Testing, testing
A health insurance concept that grew from University of Michigan research may soon reach millions of people covered by Medicare, allowing them to keep more dollars in their wallets while getting treated for chronic diseases such as diabetes, depression and heart failure.
The new national budget signed by President Trump last week instructs the agency that runs Medicare to allow Medicare Advantage plans in all 50 states to test “value based insurance design” for people with chronic health conditions.
And a bipartisan bill just introduced in the House and Senate could allow private insurers to do the same for anyone with a high-deductible health plan.
“The expansion of the Medicare Advantage V-BID Demonstration provides plans in all 50 states the flexibility to create benefit designs that promote personal responsibility, improve patient centered outcomes, and lower healthcare expenditures,” said A. Mark Fendrick, director of the U-M Center for Value-Based Insurance Design and a professor at the U-M Medical School and School of Public Health.
“This achievement, coupled with a bipartisan bill allowing for the voluntary implementation of VBID concepts in commercial health plans demonstrates growing momentum for this University of Michigan concept.”
Paying less for what helps most
VBID, as it’s called, lets insurance companies charge people with chronic diseases less for the medicines, tests and treatments they need the most to keep their illnesses in check.
It reduces out-of-pocket costs for the types of care that research has shown will give patients the most long-term value—and potentially prevent costly complications and hospital stays.
The idea, created and studied at the VBID Center in the School of Public Health, aims to keep patient costs from getting in the way of effective, and potentially cost-effective, care.
For instance, a VBID plan might charge people with diabetes no copay for the blood sugar medicines that have been proven to reduce their long-term risk of diabetes-related kidney, eye, nerve or heart problems.
Medicare Advantage VBID model test
Under a pilot program that began last year, seven Medicare Advantage plans in three states offer VBID plans. About half of the plans also require participants to take part in a wellness program before they can get access to cost reductions.
Together, the plans enroll about 2 percent of all Medicare Advantage participants in the United States, according to independent research, though it is not known how many participants have enrolled in the VBID plans.
The new budget calls for the Centers for Medicare and Medicaid Services to expand the pilot program to all states by Jan. 1, 2020, so that Medicare Advantage plans everywhere can decide if they want to use a VBID approach.

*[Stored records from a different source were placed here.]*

PR #121, opened 2023-01-12
Accessor tests

BillFarber:
New tests to start covering all the Optic data access functions.

Take particular notice of "pullDataUsingFromLexicons". This one doesn't just verify the injection, but also uses the injection to retrieve limited data.

Also take notice of BALANCED_PARENS_REGEX_PATTERN and it's use in DslQueryHandler.injectConstraintIntoQuery. I believe it gives me the first op function (no matter what it contains).

### DIFF
--- a/src/main/java/com/marklogic/kafka/connect/source/DslQueryHandler.java
+++ b/src/main/java/com/marklogic/kafka/connect/source/DslQueryHandler.java
@@ -12,6 +12,7 @@ import org.springframework.util.StringUtils;
 
 import java.util.Map;
 
+
 public class DslQueryHandler extends LoggingObject implements QueryHandler {
 
     private final DatabaseClient databaseClient;
@@ -49,9 +50,12 @@ public class DslQueryHandler extends LoggingObject implements QueryHandler {
 
     protected String appendConstraintAndOrderByToQuery(String previousMaxConstraintColumnValue) {
         String constrainedDsl = userDslQuery;
-        if (previousMaxConstraintColumnValue != null) {
-            String constraintPhrase = ".where(op.gt(op.col('" + constraintColumnName + "'), '" + previousMaxConstraintColumnValue + "'))"
-                + ".orderBy(op.asc('" + constraintColumnName + "'))";
+        if (constraintColumnName != null) {
+            String constraintPhrase = "";
+            if (previousMaxConstraintColumnValue != null) {
+                constraintPhrase += ".where(op.gt(op.col('" + constraintColumnName + "'), '" + previousMaxConstraintColumnValue + "'))";
+            }
+            constraintPhrase += ".orderBy(op.asc('" + constraintColumnName + "'))";
             constrainedDsl = userDslQuery + constraintPhrase;
         }
         return constrainedDsl;
--- a/src/test/java/com/marklogic/kafka/connect/source/AbstractIntegrationSourceTest.java
+++ b/src/test/java/com/marklogic/kafka/connect/source/AbstractIntegrationSourceTest.java
@@ -2,6 +2,7 @@ package com.marklogic.kafka.connect.source;
 
 import com.fasterxml.jackson.databind.node.ObjectNode;
 import com.marklogic.client.document.XMLDocumentManager;
+import com.marklogic.client.expression.PlanBuilder;
 import com.marklogic.client.io.DocumentMetadataHandle;
 import com.marklogic.client.io.FileHandle;
 import com.marklogic.client.io.StringHandle;
@@ -16,11 +17,13 @@ import java.io.IOException;
 import java.nio.charset.StandardCharsets;
 import java.nio.file.Files;
 import java.nio.file.Paths;
+import java.util.ArrayList;
 import java.util.List;
 import java.util.Map;
 import java.util.concurrent.atomic.AtomicReference;
 import java.util.stream.Stream;
 
+import static org.junit.jupiter.api.Assertions.assertEquals;
 import static org.junit.jupiter.api.Assertions.assertTrue;
 
 /**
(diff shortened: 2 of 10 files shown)


src/main/java/com/marklogic/kafka/connect/source/DslQueryHandler.java
```diff
@@ -43,10 +47,13 @@ protected String injectConstraintIntoQuery(String previousMaxConstraintColumnVal
         if (previousMaxConstraintColumnValue != null) {
             String constraintPhrase = ".where(op.gt(op.col(\"" + constraintColumnName + "\"), \"" + previousMaxConstraintColumnValue + "\"))";
             String originalDslNoWhitespace = QueryHandlerUtil.removeWhitespace(userDslQuery);
-            if (originalDslNoWhitespace.contains(").")) {
-                int firstClosingParen = originalDslNoWhitespace.indexOf(").");
-                constrainedDsl = originalDslNoWhitespace.substring(0, firstClosingParen + 1)
-                    + constraintPhrase + originalDslNoWhitespace.substring(firstClosingParen + 1);
+
+            Pattern pattern = Pattern.compile(BALANCED_PARENS_REGEX_PATTERN);
```
rjrudin, line 51: This logic is a little complex (in the sense of - I don't think it's immediately clear what's going on here), and I think a separate method would be nice, both for explaining what's going on and in case you want to unit test it directly - e.g.

    protected int findEndPositionOfFirstAccessor(originalDslNoWhitespace)

The benefit of that would be very targeted unit-testing of the very-complicated regex from stackoverflow. 

Even if it's not unit-tested directly, it's nice for self-documenting purposes and also simplifies the overall method. 

I was thinking an "Optional" would be nice here too to make it clear that something might not be found:

    protected Optional<Integer> find...

src/test/java/com/marklogic/kafka/connect/source/DslConstraintInjectionTest.java
```diff
@@ -1,61 +1,202 @@
...
+        String fromViewClause = "op.fromView('main','employees',null,op.fragmentIdCol('docId'))";
+        String userDsl = fromViewClause + ".orderBy(op.asc(\"ID\")).limit(1000)";
+        parsedConfig.put(MarkLogicSourceConfig.DSL_QUERY, userDsl);
+        String expectedResult = fromViewClause + expectedWhereClause + ".orderBy(op.asc(\"" + constraintColumn + "\")).limit(1000)";
+
+        String result = injectValueIntoQuery();
+        assertEquals(expectedResult, result, "The where clause should have been injected just after the closing paren of the fromSearch function");
+    }
+
+    private String injectValueIntoQuery() {
```
rjrudin, line 199: This can do a little more work and thus make every test simpler - you can change it to:

    private String injectValueIntoQuery(String query)

And then it will stuff the value into parsedConfig. And then every test can remove that line that stuffs it into parsedConfig. 

You could even make this method take care of everything:

    private void assertValueIsInjected(String userQuery, String expectedResult, String message)

And then have tests like this:

```
    @Test
    void fromView() {
        String fromViewClause = "op.fromView('main','employees',null,op.fragmentIdCol('docId'))";
        assertValueIsInjected(
            fromViewClause + ".orderBy(op.asc(\"ID\")).limit(1000)",
            fromViewClause + expectedWhereClause + ".orderBy(op.asc(\"" + constraintColumn + "\")).limit(1000)",
            "The where clause should have been injected just after the closing paren of the fromSearch function"
        );
    }
```

That might be a little too much, but I would at least move the parsedConfig bit into the private method.

src/main/java/com/marklogic/kafka/connect/source/QueryHandlerUtil.java
```diff
@@ -10,4 +10,6 @@ protected static String sanitize(String target) {
     protected static String removeWhitespace(String target) {
         return target.replaceAll(WHITESPACE_REGEX_PATTERN, "");
     }
+
+    protected final static String BALANCED_PARENS_REGEX_PATTERN = "(?=\\()(?:(?=.*?\\((?!.*?\\1)(.*\\)(?!.*\\2).*))(?=.*?\\)(?!.*?\\2)(.*)).)+?.*?(?=\\1)[^(]*(?=\\2$)";
```
rjrudin, line 14: I recommend including a URL for where this was pasted from in case anyone has questions about it later on. Good for citation purposes too.

src/test/java/com/marklogic/kafka/connect/source/DslConstraintInjectionTest.java
```diff
@@ -1,61 +1,202 @@
...
 
+import static org.junit.jupiter.api.Assertions.assertEquals;
+import static org.junit.jupiter.api.Assertions.assertTrue;
+
 class DslConstraintInjectionTest extends AbstractIntegrationSourceTest {
-    private static final String constraintColumn = "lucky_number";
-    private static final String constraintValue = "52";
+    private static final String constraintColumn = "ID";
+    private static final String constraintValue = "2";
+    private static final String expectedWhereClause = ".where(op.gt(op.col(\"" + constraintColumn + "\"), \""+ constraintValue + "\"))";
```
rjrudin, line 18: To make it easier to read these queries, I recommend using single quotes so you don't need ugly escaped double quotes in Java. 

Also, I go back and forth on using variables for strings in tests. The reason is that it makes understanding the test a little harder - i.e. this would be easier to read, even though it duplicates some stuff:

    private static final String easierToReadClause = ".where(op.gt(op.col('ID'), '2'))";

Thoughts on that? It's a balance between duplication of values and readability of the test, there's not really a right answer.

src/main/java/com/marklogic/kafka/connect/source/DslQueryHandler.java
BillFarber: Actually, I have removed the if statement, since if the matcher doesn't find anything, that would be a runtime error.
So, I'm not using Optional here.

src/test/java/com/marklogic/kafka/connect/source/AbstractIntegrationSourceTest.java
```diff
@@ -117,4 +119,24 @@ private void assertTopicAndSingleValue(List<SourceRecord> newSourceRecords, Stri
     protected Stream<ObjectNode> recordsToJsonObjects(List<SourceRecord> records) {
         return records.stream().map(record -> readJsonObject((String) record.value()));
     }
+
+    protected String injectValueIntoQuery(String userDsl, Map<String, Object> parsedConfig, String CONSTRAINT_VALUE) {
+        parsedConfig.put(MarkLogicSourceConfig.DSL_QUERY, userDsl);
+        return new DslQueryHandler(null, parsedConfig).injectConstraintIntoQuery(CONSTRAINT_VALUE);
+    }
+
+    protected void verifyQueryReturnsExpectedRows(String constraintValue, int expectedRowCount, String stringInFirstRecord, Map<String, Object> parsedConfig) {
```
rjrudin, line 128: This seems to be recreating what the Task already does. IIUC, the intent is to verify how the task works with a simulated max constraint column value. If so, I think an approach that allows us to reuse the Task here is:

1. Add a protected setter on constraintValueStore in the Task class, and give it a comment of e.g. "Only for testing" (we have some methods like this already)
2. Create a TestConstraintValueStore that accepts the given constraintValue and set that on the Task after it's been started. 
3. Then call task.poll() like normal, and you should be able to make the same assertion on the records you get back.

src/test/java/com/marklogic/kafka/connect/source/AbstractIntegrationSourceTest.java
```diff
@@ -117,4 +119,24 @@ private void assertTopicAndSingleValue(List<SourceRecord> newSourceRecords, Stri
...
+        QueryHandler queryHandler = QueryHandler.newQueryHandler(getDatabaseClient(), parsedConfig);
+        PlanBuilder.Plan plan = queryHandler.newPlan(constraintValue);
+        PlanInvoker.Results results = PlanInvoker.newPlanInvoker(getDatabaseClient(), parsedConfig).invokePlan(plan, "Authors");
+        List<SourceRecord> newRecords = results.getSourceRecords();
+        assertEquals(expectedRowCount, newRecords.size());
+        assertTrue(((String) newRecords.get(0).value()).contains(stringInFirstRecord));
```
rjrudin, line 134: Whenever assertTrue or assertFalse is used, it's good to include a message so that when the test fails, we know what the actual value is (as JUnit won't tell us anything other than "assertion failed"). And in a helper method like this that's used across tests, it's helpful to include the value that was passed in. So do:

    String firstRecordValue = (String)newRecords.get(0).value();
    assertTrue(firstRecordValue.contains(stringInFirstRecord), 
    "Did not find " + stringInFirstRecord " + " in " + firstRecordValue);

src/test/java/com/marklogic/kafka/connect/source/DslConstraintInjectionTest.java
```diff
@@ -1,61 +1,122 @@
...
-            constraintValue + "\")).select([op.as(\"Last Name\",op.col(\"LastName\"),op.as(\'Fore Name\',op.col(\'ForeName\')])";
-        Assertions.assertEquals(expectedValue, dslQueryHandler.injectConstraintIntoQuery(constraintValue));
+        String userDsl = "op.fromView('Medical', 'Authors').select([op.as('Last Name', op.col('LastName'), op.as('Fore Name', op.col('ForeName')])";
+        String expectedValue = "op.fromView('Medical','Authors').where(op.gt(op.col('ID'), '2')).select([op.as('Last Name',op.col('LastName'),op.as('Fore Name',op.col('ForeName')])";
+        assertEquals(expectedValue, injectValueIntoQuery(userDsl, parsedConfig, "2"));
+    }
+
+    @Test
+    void wordQueryWithPhraseOrderByAndLimit() {
+        String userDsl = "op.fromDocUris(cts.wordQuery('my phrase'))";
```
rjrudin, line 49: For this test, I think it's worth ordering it by the "uri" column that comes back. I can see a user actually doing that (assuming they use URIs with a meaningful order to them), as ML does allow for ordering results based on URI order. And it's better to have a test where the constraint column exists in the rows coming back, even though we're not running the query in this test.

src/test/java/com/marklogic/kafka/connect/source/DslConstraintInjectionTest.java
```diff
@@ -1,61 +1,122 @@
...
+        String expectedResult = userDsl + ".where(op.gt(op.col('ID'), '2')).orderBy(op.asc('ID')).limit(1000)";
+        assertEquals(expectedResult, injectValueIntoQuery(userDsl + ".orderBy(op.asc('ID')).limit(1000)", parsedConfig, "2"),
+            "The where clause should have been injected just after the closing paren of the fromDocUris function");
+    }
+
+    @Test
+    void wordQueryWithPhraseAndFollowOnFunction() {
+        String userDsl = "op.fromDocUris(cts.wordQuery('my phrase').followOn('abc'))";
```
rjrudin, line 57: I know the query's not being executed, but just to make it realistic, swap out "followOn" for "joinDoc" because that's likely what a user would use next.

rjrudin (approved):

The existing model allows insurers to offer VBID-style plans to people with diabetes, congestive heart failure, chronic obstructive pulmonary disease, hypertension, coronary artery disease, depression or other mood disorders, or a history of stroke.

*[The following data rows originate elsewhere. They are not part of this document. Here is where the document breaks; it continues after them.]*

PR #122, opened 2023-01-12
DEVEXP-127: Configure source connector with key strategy

rahulvudutala:


src/main/java/com/marklogic/kafka/connect/source/CsvPlanInvoker.java
```diff
@@ -29,9 +33,12 @@ public Results invokePlan(PlanBuilder.Plan plan, String topic) {
         if (result.get() != null) {
             try (BufferedReader reader = new BufferedReader(new StringReader(result.get()))) {
                 String headers = reader.readLine();
+                AtomicLong rowNumber = new AtomicLong(0);
                 reader.lines().forEach(line -> {
+                    KeyGenerator keyGenerator = KeyGenerator.newKeyGenerator(parsedConfig, rowNumber.getAndIncrement());
+                    String key = keyGenerator != null ? keyGenerator.getUniqueKey() : null;
```
BillFarber, line 39: The KeyGenerator instance should be an instance field.
Then, the call to getUniqueKey should accept the parameters that are unique to the row, and generate the unique key based on them.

Potential expansion to high-deductible health plans
Late last week, a bill led by the VBID Center—and rare bipartisan support—was jointly introduced into the House and Senate.
The Chronic Disease Management Act of 2018 would, if enacted, allow insurance companies to use VBID concepts in high-deductible health plans.
HDHPs have become popular with employers and individuals who buy their own insurance, because they offer lower monthly premiums. But in exchange for that, they set a deductible of several thousand dollars that participants must pay before their insurance coverage takes over.
To help them prepare for health costs they’ll encounter before they meet their deductible, HDHP participants can put away money in special tax-exempt accounts.
But experts such as Fendrick have shown that individuals’ out-of-pocket costs make a major difference in their tendency to follow through with preventive chronic disease care—no matter how much long-term value that care brings.
The new bills would tweak federal tax law to allow insurers to cover the cost of high-value chronic disease prevention and treatment, without requiring that patients meet their deductible first. This would be in addition to the preventive services that all HDHPs must cover outside of the deductible, an extremely popular federal provision in which the UM VBID Center played an important role.
If the new bills become law, a person with a $3,000 deductible in a HDHP who has diabetes might be able to get their blood sugar medicines covered, rather than having to spend $3,000 in total healthcare costs before having their insurance kick in.
“This bill allows for the voluntary implementation of clinically nuanced HDHPs with the potential to mitigate cost-related non-adherence, enhance patient-centered outcomes, allow for lower premiums, and substantially reduce health care expenditures,” Fendrick said. “This enhanced HDHP would provide millions of Americans a plan option that better meets their clinical and financial needs.”
In addition to Medicare Advantage and potential use in HDHPs, the VBID concept is currently being tested in the TRICARE insurance system that covers active-duty military personnel and their dependents.